En virtud de las consideraciones anteriormente mencionadas, tengo el honor de proponer a la V Conferencia para la Unificación del Derecho Penal el siguiente proyecto de texto legislativo relativo a los delitos citados, proyecto que ha sido aprobado por el Presidente de la Comisión Polaca de Cooperación Jurídica Internacional, el profesor E. St. Rappaport.

Proyecto de texto

Artículo 1. Quien, por odio hacia una colectividad racial, confesional o social, o con miras a su exterminio, emprenda una acción punible contra la vida, la integridad física, la libertad, la dignidad o la existencia económica de una persona perteneciente a dicha colectividad, será castigado por un delito de barbarie con una pena de . . . . , salvo que dicha conducta esté tipificada con una pena mayor en una disposición del Código que corresponda aplicar.
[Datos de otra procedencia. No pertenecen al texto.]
PR #601, opened 2022-12-05
Support python 3.11

Hoxbro:
Add support for python 3.11. For now, `numba` is not installed on python 3.11 until it is compatible. 

I have split the test into two files, one which runs pull request, push etc., using python versions 3.7, 3.9 and 3.11. And a weekly test that also runs the versions in between.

Al autor se le impondrá idéntica pena si su acción se dirige contra una persona que haya declarado su solidaridad con una colectividad similar o que haya intervenido en favor de ella.

Artículo 2. Quien, por odio hacia una colectividad racial, confesional o social, o con miras a su exterminio, destruya sus obras culturales o artísticas, será castigado por un delito de vandalismo con una pena de . . . . , salvo que dicha conducta esté tipificada con una pena mayor en una disposición del Código que corresponda aplicar.

Artículo 3. Quien dolosamente provoque una catástrofe en la comunicación internacional terrestre, aérea o fluvial destruyendo o retirando las instalaciones que aseguran el funcionamiento regular de dichas instalciones, será castigado con una pena de …

Artículo 4. Quien dolosamente provoque una interrupción en la comunicación internacional, postal, telegráfica, telefónica o radiotelegráfica, retirando o destruyendo las instalaciones que aseguran el funcionamiento regular de dichas instalaciones, será castigado con una pena de . . . .

Artículo 5. Quien dolosamente propague un contagio humano, animal o vegetal, será castigado con una pena de . . .

Artículo 6. Al inductor y al cómplice se les impondrá las mismas penas que al autor del delito.

ArtÍculo 7. Las infracciones enumeradas en los artículos 1 a 6 se perseguirán y castigarán con independencia del lugar en el que se hayan cometido, de la infracción cometida y de la nacionalidad de su autor, de conformidad con la ley vigente en el Estado en que se persigan.

Propuesta de Convenio

Sería aconsejable y necesario que se concluyera un Convenio internacional con el fin de garantizar la represión de los delitos anteriormente mencionados.


NOTAS

(1) Respecto a esta materia, véanse los brillantes informes del profesor Gunzburg en la Conferencia de Bruselas, así como del profesor Radulesco en la Conferencia de París, así como el modesto informe que yo mismo presenté en la Conferencia de París.
(2) Véase el informe del eminente profesor Donnedieu de Vabres en el III Congreso de Derecho Penal de Palermo (1933).
(3) El profesor V. V. Pella ha elaborado magistralmente el concepto del orden social en su obra «La répression des crimes contre la personalité de l'État», Recueil des Cours de l'Académie de Droit International, 33 (1930-III), pp. 677 ss.


Introducción de Mónica Sumoy Gete-Alonso

En 1968, en su famoso testimonio ante el Tribunal Internacional de Estocolmo que denunció simbólicamente los crímenes de guerra estadounidenses en Vietnam (y que reproducimos en este pequeña recopilación textos de Saltana en torno al genocidio), Jean-Paul Sartre empezó su intervención mencionando la novedad de la palabra «genocidio» y al hombre que la había inventado, Raphael Lemkin. Es probable que muchos no conocieran en aquella época el tortuoso camino por el cual este neologismo había terminado por formar parte de casi todas las lenguas, y menos la vida de quien consiguió que los organismos internacionales concedieran entidad jurídica al concepto: un jurista polaco nacido en una granja de la región de Bezdowene en 1900 y fallecido en Nueva York en 1959. Todavía en la actualidad es frecuente atribuir erróneamente la genealogía de la idea de genocidio al Holocausto judío o a la repentina necesidad de encontrar alguna forma de definir los diversos actos de asesinato masivo sistemático perpetrados por el nazismo.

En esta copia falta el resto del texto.